--- EXCERPTED RECORDS ---
PR #450, opened 2024-08-27
Add UpdateActivityOptions API

ychebotarev:
**What changed?**
Add definitions for UpdateActivityOptions API

**Why?**
So user can change activities options while workflow is running.

**Breaking changes**

**Server PR**
https://github.com/temporalio/temporal/pull/6452


temporal/api/activity/v1/message.proto
```diff
@@ -0,0 +1,86 @@
...
+option ruby_package = "Temporalio::Api::Activity::V1";
+option csharp_namespace = "Temporalio.Api.Activity.V1";
+
+import "temporal/api/common/v1/message.proto";
+import "temporal/api/taskqueue/v1/message.proto";
+
+import "google/protobuf/duration.proto";
+import "google/protobuf/field_mask.proto";
+
+message Timeouts {
```
cretz, line 40: In some cases (e.g. Go) you can often use the package's qualifier to keep from having to qualify the type/message names, but in proto it's best to qualify it IMO

```suggestion
message ActivityTimeouts {
```

temporal/api/activity/v1/message.proto
```diff
@@ -0,0 +1,86 @@
...
+  //     aip.dev/not-precedent: "to" is used to indicate interval. --)
+  google.protobuf.Duration start_to_close = 3;
+  // Maximum permitted time between successful worker heartbeats.
+  google.protobuf.Duration heartbeat_timeout = 4;
+}
+
+message Options {
+  temporal.api.taskqueue.v1.TaskQueue task_queue = 1;
+
+  temporal.api.activity.v1.Timeouts timeouts = 2;
```
cretz, line 73: I think the fields in `Timeouts` should be inlined, I don't think there's a need for a separate message. And I think we should try to make this match the field names/structure of `ActivityTaskScheduledEventAttributes` as close as is reasonable. (also you don't have to qualify a reference to a message in the same package/file)

temporal/api/activity/v1/message.proto
```diff
@@ -0,0 +1,86 @@
...
+}
+
+message OptionsUpdate {
+  string task_queue = 1;
+
+  temporal.api.activity.v1.Timeouts timeouts = 2;
+
+  temporal.api.common.v1.RetryPolicy retry_policy = 3;
+
+  google.protobuf.FieldMask update_mask = 4;
```
cretz, line 85: I think the field mask concept should be at the top-level of the request on the service side and not embedded into objects here. Note how at https://google.aip.dev/161 the field mask is at the top-level request even though it points to the resource within.

temporal/api/activity/v1/message.proto
```diff
@@ -0,0 +1,86 @@
...
+
+message Options {
+  temporal.api.taskqueue.v1.TaskQueue task_queue = 1;
+
+  temporal.api.activity.v1.Timeouts timeouts = 2;
+
+  temporal.api.common.v1.RetryPolicy retry_policy = 3;
+}
+
+message OptionsUpdate {
```
cretz, line 78: If you're using field masks, why have separate messages for `Options` and `OptionsUpdate`?

temporal/api/activity/v1/message.proto
```diff
@@ -0,0 +1,86 @@
...
+  // timeout is always retryable. Either this or `schedule_to_close_timeout` must be specified.
+  //
+  // (-- api-linter: core::0140::prepositions=disabled
+  //     aip.dev/not-precedent: "to" is used to indicate interval. --)
+  google.protobuf.Duration start_to_close = 3;
+  // Maximum permitted time between successful worker heartbeats.
+  google.protobuf.Duration heartbeat_timeout = 4;
+}
+
+message Options {
```
cretz, line 70: These options should be visible on the `PendingActivityInfo` message IMO

temporal/api/enums/v1/activity.proto
```diff
@@ -0,0 +1,43 @@
...
+
+option go_package = "go.temporal.io/api/enums/v1;enums";
+option java_package = "io.temporal.api.enums.v1";
+option java_multiple_files = true;
+option java_outer_classname = "ActivityProto";
+option ruby_package = "Temporalio::Api::Enums::V1";
+option csharp_namespace = "Temporalio.Api.Enums.V1";
+
+
+enum ActivityState {
```
cretz, line 35: Where is this used?

temporal/api/common/v1/message.proto
```diff
@@ -87,6 +87,15 @@ message WorkflowType {
     string name = 1;
 }
 
+// Identifies a specific activity within a namespace. ActivityExecution is expected to be
+// globally unique for running workflows.
+// run_id in workflow_execution can be empty,
+// when run_id is empty the latest run of the workflow should be selected
```
dnr, line 93: Should we really allow run_id to be empty in this message? The same activity_id in two different runs might refer to two completely different activities. In other words, workflow_id->run_id->activity_id are narrowing down a selection of a single activity. It seems strange to leave out the middle of the three qualifiers.

temporal/api/activity/v1/message.proto
ychebotarev: it was like that before, but I change that after comments...
I checked, looks like in other proto definitions we repeat package qualifier.
Will do the same

temporal/api/activity/v1/message.proto
ychebotarev: yeah, will move it to the request

temporal/api/activity/v1/message.proto
ychebotarev: when getting options (which I will remove, it is not used yet) I'm returning TaskQueue, that has some other fields besides just name. Those fields can't be set (sticky queue name).

temporal/api/activity/v1/message.proto
ychebotarev: I will remove this structure.

temporal/api/enums/v1/activity.proto
ychebotarev: right, not used in UpdateActivityOptions, I will remove it

temporal/api/activity/v1/message.proto
ychebotarev: I prefer to have a single place where all timeouts are defined. Otherwise they will be copy/pasted, which is potential source of errors.  That is how it is in ActivityTaskScheduledEventAttributes which I can't reuse...And now we have 2 copies.

temporal/api/activity/v1/message.proto
ychebotarev: that said - just options is not a part of this PR, I will remove it

temporal/api/common/v1/message.proto
ychebotarev: it states in the comment then when run_id is empty the latest run of the workflow should be selected.
It is the same (as i understand) as in any other API.

dnr: Yes, but most APIs don't operate on a specific entity within a workflow run, they operate on the run as a whole, so the run_id is the narrowest qualifier, which makes sense to leave out

ychebotarev: I'm not sure i understand the argument. activity_id is unique per run. there is only one latest run. so workflow_id + acitvity_id is enough to target a particular activity

dnr: It's not ambiguous, as long as the latest run doesn't change between when you pick out the activity id from history or whatever, and when you make this api call. If it does... then you may get a different activity than you mean.

Of course this is true of any api that defaults run_id to latest, it just feels worse for this one because of the specificity. Compare to terminate or signal execution, say. Even if the latest run changes between when you decide to terminate/signal and when the server receives the api call, defaulting to latest is very likely to preserve the user's intent in that case.

This is definitely more of a theoretical concern. Defaulting to latest is probably more convenient than requiring it. As I said, it just feels weird here.

ychebotarev: Ok, I understand the problem ("latest' right now may be not the one user is expecting). But I don't feel this API being "more vulnerable" to it . It is expected to be called reactively, when workflow is running and stuck.

alexshtin: I agree with David here, although I also can't say for 100%. Losing requirement is backward compatibility change, while making them more strict is not. Start with require, and then make it optional if we get feedback? 

Another idea, if leave it optional, at least return `run_id` in response, for user to double check, that right activity execution was used.

ychebotarev: I understand "latest right now may be not the one user is expecting", but it is like that for every other API, and I prefer consistency and "easy to use" over very unlikely problems

temporal/api/activity/v1/message.proto
ychebotarev: ok talked to Alex. Apparently it is too late for the right thing, and I also want to move forward. I will remove it as a separate structure. Lets duplicate those fields.

alexshtin (approved):

temporal/api/activity/v1/message.proto
```diff
@@ -0,0 +1,54 @@
...
+option java_outer_classname = "MessageProto";
+option ruby_package = "Temporalio::Api::Activity::V1";
+option csharp_namespace = "Temporalio.Api.Activity.V1";
+
+import "temporal/api/common/v1/message.proto";
+
+import "google/protobuf/duration.proto";
+
+message ActivityOptionsUpdate {
+    string task_queue = 1;
```
cretz, line 39:
```suggestion
    temporal.api.taskqueue.v1.TaskQueue task_queue = 1;
```

I think this should match the history event, no real benefit to be inconsistent in this case from what I see

temporal/api/activity/v1/message.proto
```diff
@@ -0,0 +1,54 @@
...
+option java_multiple_files = true;
+option java_outer_classname = "MessageProto";
+option ruby_package = "Temporalio::Api::Activity::V1";
+option csharp_namespace = "Temporalio.Api.Activity.V1";
+
+import "temporal/api/common/v1/message.proto";
+
+import "google/protobuf/duration.proto";
+
+message ActivityOptionsUpdate {
```
cretz, line 38: This doesn't seem specific to an update. I think this makes more sense as just `ActivityOptions` and I think it there should be a field on `temporal.api.workflow.v1.PendingActivityInfo` as `temporal.api.activity.v1.ActivityOptions activity_options`.

temporal/api/workflowservice/v1/request_response.proto
```diff
@@ -60,6 +61,7 @@ import "temporal/api/sdk/v1/user_metadata.proto";
 import "temporal/api/nexus/v1/message.proto";
 
 import "google/protobuf/duration.proto";
+import "google/protobuf/field_mask.proto";
```
cretz, line 64: For some generators we've found that we need this file also duplicated at `google/protobuf/` in this repo. But it seems CI passes so maybe not? May want to manually apply these changes to the `proto/api` submodule in https://github.com/temporalio/api-go and confirm the Makefile there succeeds.

temporal/api/workflowservice/v1/request_response.proto
```diff
@@ -1655,3 +1657,16 @@ message ExecuteMultiOperationResponse {
...
+    string namespace = 1;
+    temporal.api.common.v1.ActivityExecution activity_execution = 2;
+
+    temporal.api.activity.v1.ActivityOptionsUpdate activity_options_update = 3;
+    string identity = 4;
+
+    google.protobuf.FieldMask update_mask = 5;
+}
+
+message UpdateActivityOptionsResponse {
```
cretz, line 1671: Since this can be a partial update I wonder if we should return the entire options value in the result

temporal/api/workflowservice/v1/service.proto
```diff
@@ -835,4 +835,17 @@ service WorkflowService {
     //     aip.dev/not-precedent: We do not expose worker API to HTTP. --)
     rpc RespondNexusTaskFailed(RespondNexusTaskFailedRequest) returns (RespondNexusTaskFailedResponse) {
     }
+
+    rpc UpdateActivityOptions (UpdateActivityOptionsRequest) returns (UpdateActivityOptionsResponse)
```
cretz, line 839: I wonder if this should be `UpdateActivityOptionsById` to match the other RPC methods that do things by activity ID

temporal/api/workflowservice/v1/request_response.proto
```diff
@@ -1655,3 +1657,16 @@ message ExecuteMultiOperationResponse {
         }
     }
 }
+
+message UpdateActivityOptionsRequest {
+    string namespace = 1;
+    temporal.api.common.v1.ActivityExecution activity_execution = 2;
```
cretz, line 1663: This is inconsistent with the other ways the activity-id-specific RPC calls accept activity ID information. They accept the 3 pieces of information inline instead of have a whole separate object. Are we sure we want to be inconsistent and make a whole new object just for this call?

temporal/api/workflowservice/v1/service.proto
```diff
@@ -835,4 +835,17 @@ service WorkflowService {
...
+    {
+        option (google.api.http) = {
+            post: "/namespaces/{namespace}/workflows/{activity_execution.workflow_execution.workflow_id}/activities/{activity_execution.activity_id}/update"
```
cretz, line 842: This is inconsistent with all other activity RPCs that are by ID. I think this should be `/namespaces/{namespace}/activities/update-options-by-id`. I don't think we want this call to somehow be special compared to other activity calls.

temporal/api/activity/v1/message.proto
ychebotarev: TaskQueue has parameters 3 fields. Only one - name - can be updated. Others like "kind" and "normalName" can't, to my beset knowledge. I think it will be weird to provide such a structure.

temporal/api/activity/v1/message.proto
ychebotarev: Ok I will change it to ActivityOptions. Changes to PendingActivityInfo are out of scope of this PR.

temporal/api/workflowservice/v1/service.proto
ychebotarev: Other RPC has "ByID" because there also another version, which is not called by clients, and that doesn't have "WithToken". I think it was wrong from the start (client names should be clean).

We are coming will be plenty of other APIs - reset, pause, resume, describe, may be more.
I think it is not optimal to have "PauseById" without "Pause". 
And so far we don't plan API that accept "task token".

temporal/api/workflowservice/v1/request_response.proto
ychebotarev: ... 3 plain field was like it started.,,

temporal/api/activity/v1/message.proto
cretz: Yes, we have chosen to accept this structure for activities knowing that we will only use one of its fields. I don't think here is where we should deviate from that choice.

temporal/api/activity/v1/message.proto
cretz: To confirm, it is not part of this project to let them know the options they are going to change? If possible I think it should be included in this project.

temporal/api/workflowservice/v1/request_response.proto
ychebotarev: yeah I can see how it may be useful.

temporal/api/activity/v1/message.proto
ychebotarev: talk over zoom. will change.

temporal/api/workflowservice/v1/service.proto
ychebotarev: talk over offline. It looks like client have an essential way to get "activity handle" by "task_token". Thus if we don't provide a way on the server side to do the same for new Activity API - it will be not be the best user experience. I still disagree with the naming, but guess that train has sailed.

temporal/api/workflowservice/v1/request_response.proto
```diff
@@ -1655,3 +1657,47 @@ message ExecuteMultiOperationResponse {
...
     }
 }
+
+message UpdateActivityOptionsRequest {
+    string namespace = 1;
+
+    // A unique identifier for this task
+    bytes task_token = 2;
+
+    // activity options. Partial updates are accepted and controlled by update_mask
```
cretz, line 1667:
```suggestion
    // Activity options. Partial updates are accepted and controlled by update_mask
```

Pedantic, but worth being consistent with capitalization of comments

temporal/api/workflowservice/v1/service.proto
```diff
@@ -835,4 +835,31 @@ service WorkflowService {
     //     aip.dev/not-precedent: We do not expose worker API to HTTP. --)
     rpc RespondNexusTaskFailed(RespondNexusTaskFailedRequest) returns (RespondNexusTaskFailedResponse) {
     }
+
+    rpc UpdateActivityOptions (UpdateActivityOptionsRequest) returns (UpdateActivityOptionsResponse)
+    {
+        option (google.api.http) = {
+            post: "/namespaces/{namespace}/workflows/activities/update"
```
cretz, line 842:
```suggestion
            post: "/namespaces/{namespace}/activities/update-options"
```

Two things (here and applies to call below too):

* To match other APIs, we don't want the term `workflows` in here
* Clarifying this is for updating options only I think is important (who knows we may have a concept of activity update one day)

cretz (commented):
Looks great, only one minor needed thing

cretz (approved):
While I am approving, I do think we should consider not merging until the implementation is mostly done just to confirm the implementation doesn't affect the API (making backwards incompatible changes to protos, even unused ones, is a pain). If it is basically done, no problem.

temporal/api/workflowservice/v1/request_response.proto
Sushisource, line 1667:
```suggestion
    // Activity options. Partial updates are accepted and controlled by update_mask
```

temporal/api/workflowservice/v1/request_response.proto
```diff
@@ -1655,3 +1657,47 @@ message ExecuteMultiOperationResponse {
...
+    temporal.api.activity.v1.ActivityOptions activity_options = 3;
+    // The identity of the client who initiated this request
+    string identity = 4;
+    // the way to control partial updates
```
Sushisource, line 1671:
```suggestion
    // Controls which fields from `activity_options` will be applied
```

I would use this same language in the other spots too

temporal/api/activity/v1/message.proto
```diff
@@ -0,0 +1,55 @@
...
+
+    // (-- api-linter: core::0140::prepositions=disabled
+    //     aip.dev/not-precedent: "to" is used to indicate interval. --)
+    google.protobuf.Duration schedule_to_close_timeout = 2;
+    // (-- api-linter: core::0140::prepositions=disabled
+    //     aip.dev/not-precedent: "to" is used to indicate interval. --)
+    google.protobuf.Duration schedule_to_start_timeout = 3;
+    // (-- api-linter: core::0140::prepositions=disabled
+    //     aip.dev/not-precedent: "to" is used to indicate interval. --)
+    google.protobuf.Duration start_to_close_timeout = 4;
```
Sushisource, line 50: We should copy the docstrings for these from other places they're defined too - no reason to leave stuff blank.

temporal/api/workflowservice/v1/request_response.proto
```diff
@@ -1655,3 +1657,47 @@ message ExecuteMultiOperationResponse {
         }
     }
 }
+
+message UpdateActivityOptionsRequest {
+    string namespace = 1;
+
+    // A unique identifier for this task
+    bytes task_token = 2;
```
Sushisource, line 1665:
```suggestion
    // The task token attached to the `PollActivityTaskResponse` which identifies the activity whose options are being updated
    bytes task_token = 2;
```

Sushisource (approved):
Just some docstring improvements.

Personally I'm more into this being one rpc with a oneof separating the different ways to target the activity, but I get that this matches some existing stuff, and it's not a huge deal.

temporal/api/workflowservice/v1/request_response.proto
```diff
@@ -1655,3 +1657,47 @@ message ExecuteMultiOperationResponse {
...
+
+message UpdateActivityOptionsByIdRequest {
+    // Namespace of the workflow which scheduled this activity
+    string namespace = 1;
+    // Id of the workflow which scheduled this activity
+    string workflow_id = 2;
+    // Run Id of the workflow which scheduled this activity
+    // if empty - latest workflow is used
+    string run_id = 3;
+    // Id of the activity we're updating
```
drewhoskins-temporal, line 1683: The most common question somebody will ask is probably, "how do I get one?"
The programmatic answer, I believe, is from `ActivityTaskScheduledEventAttributes` from history:
https://github.com/temporalio/api/blob/4a1ab98a84b94b59f82aab4b35ea505cff968804/temporal/api/history/v1/message.proto#L938

So something like:

"You can get one from the workflow's event history, either in the UI or programmatically from `ActivityTaskScheduledEventAttributes`"

temporal/api/workflowservice/v1/request_response.proto
ychebotarev: The naming should be consistent with other existing activity related APIs. Otherwise, as I understand, it will be very inconvenient to write SDK code.
In all other such functions (RecordActivityTaskHeartbeatRequest, etc.) we have bytes task_token.

I don't what to add "attached to the `PollActivityTaskResponse`" because this is "how", not "what".  I'm also not quite sure that this is how SDK will get that token.

drewhoskins-temporal: IMO, it's great to answer "how" questions.  It's what users need to know, so tell them.  And there are many examples of us answering "how" in this API.
Yes, we need to maintain it if it ever changes, but it's a small price to pay for saving users time.

"A unique identifier for this task" -- there is no "this task" w.r.t. this API.

temporal/api/workflowservice/v1/request_response.proto
```diff
@@ -1655,3 +1657,47 @@ message ExecuteMultiOperationResponse {
         }
     }
 }
+
+message UpdateActivityOptionsRequest {
```
drewhoskins-temporal, line 1661: Help me understand where we intend people to use this (as opposed to "ByID" method)

temporal/api/workflowservice/v1/request_response.proto
cretz: You can also set it but I believe we don't make that well known because we discourage it in favor of using task tokens to refer to an activity. I do not have the historical context here to know why. From the option to set activity ID in Go:

```
 	// ActivityID - Business level activity ID, this is not needed for most of the cases if you have
	// to specify this then talk to temporal team.
```

Probably just because people were setting it unnecessarily.

temporal/api/workflowservice/v1/request_response.proto
ychebotarev: I think Chad will give you a better answer, I can just explain how I understand this.
This is Server API, not SDK.
In SDK at least some SDK activity is implemented as an object, like this:
https://python.temporal.io/temporalio.client.Client.html#get_async_activity_handle

so the code looks like
```
activity_handle = get_async_activity_handle(token)
activity_handle.Pause()

```
or

```
activity_handle = get_async_activity_handle(namespace, workflow_id, activity_id)
activity_handle.Pause()

```
at the background SDK translates it into Pause or PauseById Server API call, depending on how it was initialized.

We already have that, so it will be really bad user experience if they will not be able to do this with new activity APIs, but still can do that with old ones:
[AsyncActivityHandle](https://python.temporal.io/temporalio.client.AsyncActivityHandle.html)

temporal/api/workflowservice/v1/request_response.proto
ychebotarev: We may add "here is how you get activity_id" in SDK definitions. And definitely will add it into the documentation.

temporal/api/workflowservice/v1/request_response.proto
ychebotarev:
```
    // Id of the activity to confirm is cancelled
    string activity_id = 4;

```   
```
    // Id of the activity we're heartbeating
    string activity_id = 4;

```
```
    // Id of the activity to complete
    string activity_id = 4;

```
```
    // Id of the activity to fail
    string activity_id = 4;

```
All of other API  that use activity_id don't answer this question. From my point of view it is because this is Server proto API definitions, not SDK documentation.

temporal/api/workflowservice/v1/request_response.proto
drewhoskins-temporal: Thanks, this helps.
So for these operability APIs, which are called externally (for now), and in failure cases, do the task-token based APIs matter?  i.e. how would such a person retrieve the token in this snippet?

```
activity_handle = get_async_activity_handle(task_token_obtained_when_running_activity)
```

My basic question is, should we leave this version of the API out for now until we need it, and if we should include it, what's the use case?

cretz: > do the task-token based APIs matter? i.e. how would such a person retrieve the token in this snippet?

Yes, task token is the preferred way. The task token is available via `activity.info().task_token` inside the activity. See https://docs.temporal.io/develop/python/asynchronous-activity-completion. People usually pass this token to another service that will complete their activity.

> My basic question is, should we leave this version of the API out for now until we need it, and if we should include it, what's the use case?

To me it makes sense to have all actions to an activity via a client be able to use either the 3-ID form or the task token form. I would assume the same use cases apply to this activity action as the other 4, but maybe not. I do think consistency alone has value, but I'll leave it up to y'all on the project.

temporal/api/workflowservice/v1/request_response.proto
drewhoskins-temporal: One difference is that those APIs are called from inside activities, where it's evident where to get the activity ID.  
I don't think it's clear here.  So I'm not sure the consistency argument applies, but it's a minor detail, so up to you.

Most importantly: Last I checked, we're not planning to expose this API from inside an activity or workflow.  That is, activities can't edit their own properties, and workflows can't edit the properties of activities that are running inside them.  Let's make sure we're aligned on that, as it's a bigger question if we're not.

temporal/api/workflowservice/v1/request_response.proto
cretz: Like task token is obtained from the activity info, so is ID (but you can also set it even though we discourage it)

temporal/api/workflowservice/v1/request_response.proto
cretz: > Last I checked, we're not planning to expose this API from inside an activity or workflow

We don't expose any of the 4 activity client calls inside of activities or workflows, I don't think we would for this 5th one. I don't think there's a use case to invoke them from within an activity. But I wouldn't be surprised if one day (e.g. when pause comes about) that a use case may arise.

temporal/api/workflowservice/v1/request_response.proto
cretz: This ID is also available on pending activities when describing a workflow.

temporal/api/workflowservice/v1/request_response.proto
cretz: > Yes, task token is the preferred way.

Now that I think about it, this is the preferred way for those existing 4 activity things because you are doing things to the task not the activity as a whole. I suspect the preferred way to update options will be for the activity as a whole and therefore by ID (what if the task completes while you are calling). Therefore I can see not having a task token based approach, but I still think it may be valuable to call this `ById` to be consistent. Then again, I can see a task token option too that is still by activity as a whole and not the specific task even though the token is task specific.

temporal/api/workflowservice/v1/request_response.proto
Sushisource: > All of other API that use activity_id don't answer this question. From my point of view it is because this is Server proto API definitions, not SDK documentation.

I don't think that's a great justification. Because it isn't useful in existing places doesn't mean we should continue to keep it so. The purpose of docstrings here is to explain the contract between server and API users. The primary API user is the SDK - but even ignoring that, the comment I suggest helps you understand, as an API user, where the task token you are supposed to supply comes from. This is important information. "A unique identifier for this task" doesn't tell you anything that isn't already in the type signature / field name.

Regarding the other discussion about inside or outside a task, the comment I suggest still applies.

temporal/api/workflowservice/v1/request_response.proto
drewhoskins-temporal: Chad, I ran this thread by Max based on your tagging him.  He said:

> The token based is not needed

AFAICT, an operator fixing a production issue would have no way of getting a token.  It's not like they would have proactively exfiltrated a token from their activity so they could call this method.

drewhoskins-temporal: To your question about `ByID`: no strong opinion.  My preference is to leave it out, since it seems to imply to look for another option.  But shippable either way.

temporal/api/workflowservice/v1/request_response.proto
drewhoskins-temporal: > This ID is also available on pending activities when describing a workflow.

That's good to know, and actually sounds like the more useful way to tell people to do this than what I said, since presumably you're always operating on pending activities.

temporal/api/workflowservice/v1/request_response.proto
cretz: > AFAICT, an operator fixing a production issue would have no way of getting a token. (Right?)

Right, they would have to be already obtaining it for other reasons. Task tokens really are for just tasks which may not make sense for activities actions as a whole like this one. I think we need to introduce another concept of activity handle in SDKs to support doing things to activities (as opposed to the async activity handles some SDKs have today which are only for async completion support).

temporal/api/workflowservice/v1/service.proto
```diff
@@ -225,7 +225,7 @@ service WorkflowService {
     rpc PollActivityTaskQueue (PollActivityTaskQueueRequest) returns (PollActivityTaskQueueResponse) {
     }
 
-    // RecordActivityTaskHeartbeat is optionally called by workers while they execute activities.
+        // RecordActivityTaskHeartbeat is optionally called by workers while they execute activities.
```
dnr, line 228: looks like extra whitespace snuck in?

temporal/api/workflowservice/v1/request_response.proto
```diff
@@ -1655,3 +1657,42 @@ message ExecuteMultiOperationResponse {
...
```
dnr, line 1661: I didn't follow the whole thread or the current consensus so sorry if this is reiterating things:

IMO this api should work by wf id/run id/activity id and not task_token. So I would remove this version and keep only the activity_id version.

temporal/api/workflowservice/v1/request_response.proto
```diff
@@ -1655,3 +1657,42 @@ message ExecuteMultiOperationResponse {
...
+    // Id of the activity we're updating
+    string activity_id = 4;
+
+    // Activity options. Partial updates are accepted and controlled by update_mask
+    temporal.api.activity.v1.ActivityOptions activity_options = 5;
+
+    // The identity of the client who initiated this request
+    string identity = 6;
+    // Controls which fields from `activity_options` will be applied
+    google.protobuf.FieldMask update_mask = 7;
```
dnr, line 1692: put the mask field immediately after the thing it applies to, so it's clear that it's using a mask

temporal/api/workflowservice/v1/request_response.proto
dnr: Reasoning: it's changing the options for the whole activity call, not just one task of it. Also, it's much easier to find the activity id when debugging/fixing operational issues than find a task token (actually I have no idea how you would do that if you didn't save it somewhere when the task came in)

temporal/api/workflowservice/v1/request_response.proto
```diff
@@ -1655,3 +1657,29 @@ message ExecuteMultiOperationResponse {
         }
     }
 }
+
+message UpdateActivityOptionsByIdRequest {
+    // Controls which fields from `activity_options` will be applied
+    google.protobuf.FieldMask update_mask = 1;
```
cretz, line 1663: Personally more of a fan of putting this just below the resource it references, but doesn't matter much

temporal/api/workflowservice/v1/service.proto
```diff
@@ -835,4 +835,21 @@ service WorkflowService {
     //     aip.dev/not-precedent: We do not expose worker API to HTTP. --)
     rpc RespondNexusTaskFailed(RespondNexusTaskFailedRequest) returns (RespondNexusTaskFailedResponse) {
     }
+
+    // UpdateActivityOptionsById is called by the client to update the options of an activity
+    // (-- api-linter: core::0136::prepositions=disabled
+    //     aip.dev/not-precedent: "By" is used to indicate request type. --)
+    rpc UpdateActivityOptionsById (UpdateActivityOptionsByIdRequest) returns (UpdateActivityOptionsByIdResponse)
+    {
```
cretz, line 843:
```suggestion
    rpc UpdateActivityOptionsById (UpdateActivityOptionsByIdRequest) returns (UpdateActivityOptionsByIdResponse) {
```

cretz (approved):

dnr (approved):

--- YOUR OBJECTIVE ---
Tell how many lines above contain the word "UpdateActivityOptionsByIdResponse". Give the number alone.

--- EXERCISE SOLUTION ---
2